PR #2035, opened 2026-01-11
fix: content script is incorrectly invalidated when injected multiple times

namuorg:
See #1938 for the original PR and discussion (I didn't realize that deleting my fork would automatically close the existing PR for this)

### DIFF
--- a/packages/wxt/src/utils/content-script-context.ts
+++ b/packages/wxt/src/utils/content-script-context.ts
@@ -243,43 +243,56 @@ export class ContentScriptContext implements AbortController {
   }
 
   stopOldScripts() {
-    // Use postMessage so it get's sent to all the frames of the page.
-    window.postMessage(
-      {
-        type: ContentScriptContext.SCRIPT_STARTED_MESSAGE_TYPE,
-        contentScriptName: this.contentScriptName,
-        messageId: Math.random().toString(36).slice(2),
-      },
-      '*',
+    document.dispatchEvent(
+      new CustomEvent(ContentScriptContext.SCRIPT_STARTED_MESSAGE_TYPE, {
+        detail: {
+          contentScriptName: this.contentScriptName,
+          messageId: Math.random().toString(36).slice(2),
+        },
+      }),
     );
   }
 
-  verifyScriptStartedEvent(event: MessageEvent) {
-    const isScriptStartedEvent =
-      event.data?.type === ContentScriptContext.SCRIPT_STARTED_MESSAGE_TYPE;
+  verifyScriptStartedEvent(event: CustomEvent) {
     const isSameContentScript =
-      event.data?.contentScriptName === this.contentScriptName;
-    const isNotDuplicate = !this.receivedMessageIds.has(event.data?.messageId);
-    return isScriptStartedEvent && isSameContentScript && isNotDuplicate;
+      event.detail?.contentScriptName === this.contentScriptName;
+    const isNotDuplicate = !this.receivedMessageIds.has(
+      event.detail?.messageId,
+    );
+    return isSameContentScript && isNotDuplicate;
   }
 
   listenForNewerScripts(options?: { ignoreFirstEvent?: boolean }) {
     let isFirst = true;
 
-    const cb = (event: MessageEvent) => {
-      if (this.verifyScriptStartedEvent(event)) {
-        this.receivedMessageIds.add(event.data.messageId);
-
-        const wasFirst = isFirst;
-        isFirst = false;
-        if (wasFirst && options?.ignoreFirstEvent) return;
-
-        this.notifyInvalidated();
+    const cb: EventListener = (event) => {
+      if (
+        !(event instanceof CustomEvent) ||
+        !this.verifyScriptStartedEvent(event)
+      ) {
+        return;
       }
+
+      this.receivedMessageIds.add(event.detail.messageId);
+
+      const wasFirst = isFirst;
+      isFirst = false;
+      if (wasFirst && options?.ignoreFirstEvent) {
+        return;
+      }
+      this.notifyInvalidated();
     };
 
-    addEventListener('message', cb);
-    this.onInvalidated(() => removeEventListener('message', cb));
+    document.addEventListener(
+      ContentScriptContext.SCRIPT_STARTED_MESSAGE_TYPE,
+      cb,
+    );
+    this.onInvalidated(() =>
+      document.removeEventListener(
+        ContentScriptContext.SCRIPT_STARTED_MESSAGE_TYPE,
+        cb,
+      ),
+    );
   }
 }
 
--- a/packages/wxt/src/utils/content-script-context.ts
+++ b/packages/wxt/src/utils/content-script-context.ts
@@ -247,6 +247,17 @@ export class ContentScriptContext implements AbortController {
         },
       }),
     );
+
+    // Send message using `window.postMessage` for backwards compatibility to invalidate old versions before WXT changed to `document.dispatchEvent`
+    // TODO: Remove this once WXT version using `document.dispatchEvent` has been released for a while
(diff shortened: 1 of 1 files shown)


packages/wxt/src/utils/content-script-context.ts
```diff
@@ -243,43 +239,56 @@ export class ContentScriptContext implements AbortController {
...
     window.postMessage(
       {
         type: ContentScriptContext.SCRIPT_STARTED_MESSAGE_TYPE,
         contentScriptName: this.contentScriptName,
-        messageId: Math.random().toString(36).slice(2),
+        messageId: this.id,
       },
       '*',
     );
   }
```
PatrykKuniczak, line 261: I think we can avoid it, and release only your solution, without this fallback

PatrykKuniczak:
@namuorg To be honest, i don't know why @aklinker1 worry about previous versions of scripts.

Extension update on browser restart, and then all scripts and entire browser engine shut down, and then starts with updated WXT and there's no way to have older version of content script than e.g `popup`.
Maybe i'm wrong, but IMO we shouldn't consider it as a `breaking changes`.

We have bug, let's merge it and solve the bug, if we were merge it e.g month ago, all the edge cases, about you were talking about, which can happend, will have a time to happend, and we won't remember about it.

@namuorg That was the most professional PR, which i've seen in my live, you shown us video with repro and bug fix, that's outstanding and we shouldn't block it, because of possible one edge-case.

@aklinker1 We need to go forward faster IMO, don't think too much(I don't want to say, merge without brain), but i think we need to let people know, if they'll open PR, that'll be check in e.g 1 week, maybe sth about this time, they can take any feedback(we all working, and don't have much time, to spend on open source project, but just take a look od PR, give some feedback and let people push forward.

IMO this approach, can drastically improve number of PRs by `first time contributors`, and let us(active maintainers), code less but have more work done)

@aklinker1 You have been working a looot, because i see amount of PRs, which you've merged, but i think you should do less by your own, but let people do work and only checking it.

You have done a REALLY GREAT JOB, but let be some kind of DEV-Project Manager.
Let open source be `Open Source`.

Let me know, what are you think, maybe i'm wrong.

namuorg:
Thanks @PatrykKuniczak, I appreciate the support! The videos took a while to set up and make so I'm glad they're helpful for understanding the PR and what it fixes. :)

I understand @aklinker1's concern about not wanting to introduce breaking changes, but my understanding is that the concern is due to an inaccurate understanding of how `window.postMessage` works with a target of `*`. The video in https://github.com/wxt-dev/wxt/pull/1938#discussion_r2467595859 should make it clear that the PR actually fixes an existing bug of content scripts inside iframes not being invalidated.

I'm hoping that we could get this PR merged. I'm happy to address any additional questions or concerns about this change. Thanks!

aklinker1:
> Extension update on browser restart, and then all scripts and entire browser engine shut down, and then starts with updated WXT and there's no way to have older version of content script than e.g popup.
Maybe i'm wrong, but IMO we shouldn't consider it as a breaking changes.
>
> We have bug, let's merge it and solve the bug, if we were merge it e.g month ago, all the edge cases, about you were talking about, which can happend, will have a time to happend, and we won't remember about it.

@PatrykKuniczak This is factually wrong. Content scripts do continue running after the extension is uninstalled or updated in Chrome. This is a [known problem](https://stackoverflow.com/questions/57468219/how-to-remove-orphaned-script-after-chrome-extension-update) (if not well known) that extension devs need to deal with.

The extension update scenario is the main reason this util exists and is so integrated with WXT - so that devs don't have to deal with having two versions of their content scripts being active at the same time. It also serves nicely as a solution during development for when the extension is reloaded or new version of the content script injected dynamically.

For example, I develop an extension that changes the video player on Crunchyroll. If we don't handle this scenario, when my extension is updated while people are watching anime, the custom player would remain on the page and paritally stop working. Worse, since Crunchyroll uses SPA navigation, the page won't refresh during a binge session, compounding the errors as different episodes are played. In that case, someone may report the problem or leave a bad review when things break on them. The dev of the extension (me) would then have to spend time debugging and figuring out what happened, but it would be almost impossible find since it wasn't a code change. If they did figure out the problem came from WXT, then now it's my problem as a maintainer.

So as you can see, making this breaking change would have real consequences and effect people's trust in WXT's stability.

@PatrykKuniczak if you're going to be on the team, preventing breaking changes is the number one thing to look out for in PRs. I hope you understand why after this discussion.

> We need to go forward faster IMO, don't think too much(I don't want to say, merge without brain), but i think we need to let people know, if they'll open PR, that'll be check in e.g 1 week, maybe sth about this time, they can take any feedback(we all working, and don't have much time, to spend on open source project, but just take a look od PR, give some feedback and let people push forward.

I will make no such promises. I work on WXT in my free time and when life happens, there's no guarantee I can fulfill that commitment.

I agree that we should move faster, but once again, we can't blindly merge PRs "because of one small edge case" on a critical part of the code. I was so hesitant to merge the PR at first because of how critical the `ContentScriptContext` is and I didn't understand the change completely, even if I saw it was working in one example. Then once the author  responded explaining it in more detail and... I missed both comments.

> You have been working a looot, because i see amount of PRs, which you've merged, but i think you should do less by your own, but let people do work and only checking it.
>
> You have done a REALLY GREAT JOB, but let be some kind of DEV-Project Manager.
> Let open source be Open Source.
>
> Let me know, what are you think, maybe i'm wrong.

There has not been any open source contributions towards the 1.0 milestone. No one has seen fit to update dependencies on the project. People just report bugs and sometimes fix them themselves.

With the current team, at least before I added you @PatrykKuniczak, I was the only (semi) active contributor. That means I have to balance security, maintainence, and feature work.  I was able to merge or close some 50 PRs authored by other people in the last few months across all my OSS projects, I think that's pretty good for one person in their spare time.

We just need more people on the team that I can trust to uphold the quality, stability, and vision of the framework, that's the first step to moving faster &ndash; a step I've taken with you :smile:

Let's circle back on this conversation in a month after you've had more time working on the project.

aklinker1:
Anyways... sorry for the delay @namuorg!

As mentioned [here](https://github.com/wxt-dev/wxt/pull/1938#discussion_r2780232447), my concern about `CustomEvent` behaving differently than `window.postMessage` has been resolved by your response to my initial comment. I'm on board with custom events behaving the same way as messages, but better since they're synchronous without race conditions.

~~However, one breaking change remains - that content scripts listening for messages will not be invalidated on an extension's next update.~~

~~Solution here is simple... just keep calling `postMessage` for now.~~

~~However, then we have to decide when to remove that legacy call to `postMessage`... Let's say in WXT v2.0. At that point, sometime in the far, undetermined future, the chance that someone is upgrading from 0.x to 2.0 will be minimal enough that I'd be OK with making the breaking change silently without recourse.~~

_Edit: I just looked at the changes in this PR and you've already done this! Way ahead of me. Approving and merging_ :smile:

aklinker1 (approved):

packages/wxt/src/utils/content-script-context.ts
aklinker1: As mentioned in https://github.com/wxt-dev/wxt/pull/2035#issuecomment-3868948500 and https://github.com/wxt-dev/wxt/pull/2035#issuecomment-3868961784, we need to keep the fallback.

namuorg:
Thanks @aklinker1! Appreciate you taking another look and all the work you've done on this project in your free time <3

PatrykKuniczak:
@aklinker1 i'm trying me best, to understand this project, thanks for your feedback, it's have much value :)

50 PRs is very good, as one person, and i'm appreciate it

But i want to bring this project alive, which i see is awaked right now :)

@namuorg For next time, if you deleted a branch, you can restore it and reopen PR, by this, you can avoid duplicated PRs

==

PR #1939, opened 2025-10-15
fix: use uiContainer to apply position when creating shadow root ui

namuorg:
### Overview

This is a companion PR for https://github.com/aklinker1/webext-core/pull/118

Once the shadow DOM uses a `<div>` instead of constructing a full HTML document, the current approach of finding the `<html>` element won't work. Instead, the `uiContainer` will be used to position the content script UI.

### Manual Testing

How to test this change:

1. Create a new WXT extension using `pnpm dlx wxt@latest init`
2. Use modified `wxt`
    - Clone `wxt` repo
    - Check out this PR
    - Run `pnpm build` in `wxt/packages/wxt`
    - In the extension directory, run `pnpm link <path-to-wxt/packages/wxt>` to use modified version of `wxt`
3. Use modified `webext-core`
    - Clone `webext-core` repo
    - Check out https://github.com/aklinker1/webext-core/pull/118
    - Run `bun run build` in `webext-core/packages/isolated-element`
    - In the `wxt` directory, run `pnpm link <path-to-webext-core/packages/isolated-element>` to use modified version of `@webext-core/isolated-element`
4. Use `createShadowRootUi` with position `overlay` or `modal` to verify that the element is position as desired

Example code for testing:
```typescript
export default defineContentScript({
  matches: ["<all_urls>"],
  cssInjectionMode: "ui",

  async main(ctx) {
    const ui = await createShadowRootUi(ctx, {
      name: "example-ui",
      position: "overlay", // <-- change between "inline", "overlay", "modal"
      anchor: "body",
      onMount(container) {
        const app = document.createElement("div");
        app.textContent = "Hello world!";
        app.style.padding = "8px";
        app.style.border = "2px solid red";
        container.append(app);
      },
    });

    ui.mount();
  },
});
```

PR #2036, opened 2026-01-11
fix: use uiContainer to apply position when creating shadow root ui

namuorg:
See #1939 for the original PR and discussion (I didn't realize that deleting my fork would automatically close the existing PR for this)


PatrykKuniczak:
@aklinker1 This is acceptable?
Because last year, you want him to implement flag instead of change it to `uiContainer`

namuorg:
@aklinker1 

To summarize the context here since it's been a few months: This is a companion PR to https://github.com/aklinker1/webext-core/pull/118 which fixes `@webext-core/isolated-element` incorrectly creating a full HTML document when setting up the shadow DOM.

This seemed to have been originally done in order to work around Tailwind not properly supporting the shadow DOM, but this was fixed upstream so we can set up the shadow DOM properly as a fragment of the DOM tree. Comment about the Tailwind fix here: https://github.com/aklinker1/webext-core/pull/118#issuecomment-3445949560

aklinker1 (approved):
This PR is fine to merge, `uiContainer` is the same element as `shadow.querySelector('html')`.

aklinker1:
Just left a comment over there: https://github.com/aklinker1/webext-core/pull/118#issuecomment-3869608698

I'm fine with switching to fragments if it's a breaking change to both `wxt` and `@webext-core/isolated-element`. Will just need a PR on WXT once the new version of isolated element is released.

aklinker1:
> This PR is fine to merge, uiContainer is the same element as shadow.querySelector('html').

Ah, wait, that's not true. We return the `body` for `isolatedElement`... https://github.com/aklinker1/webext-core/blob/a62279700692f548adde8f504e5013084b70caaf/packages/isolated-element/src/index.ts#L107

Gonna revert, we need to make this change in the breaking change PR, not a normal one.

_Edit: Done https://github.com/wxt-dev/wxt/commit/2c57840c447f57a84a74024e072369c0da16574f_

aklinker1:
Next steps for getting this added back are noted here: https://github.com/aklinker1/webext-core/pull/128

Work instructions
The line above containing "2. Use modified", the line containing "- Check out https://github.com/aklinker1/webext-core/pull/118", and every line between them are to be transcribed exactly; no other line is wanted.

Exercise output
2. Use modified `wxt`
    - Clone `wxt` repo
    - Check out this PR
    - Run `pnpm build` in `wxt/packages/wxt`
    - In the extension directory, run `pnpm link <path-to-wxt/packages/wxt>` to use modified version of `wxt`
3. Use modified `webext-core`
    - Clone `webext-core` repo
    - Check out https://github.com/aklinker1/webext-core/pull/118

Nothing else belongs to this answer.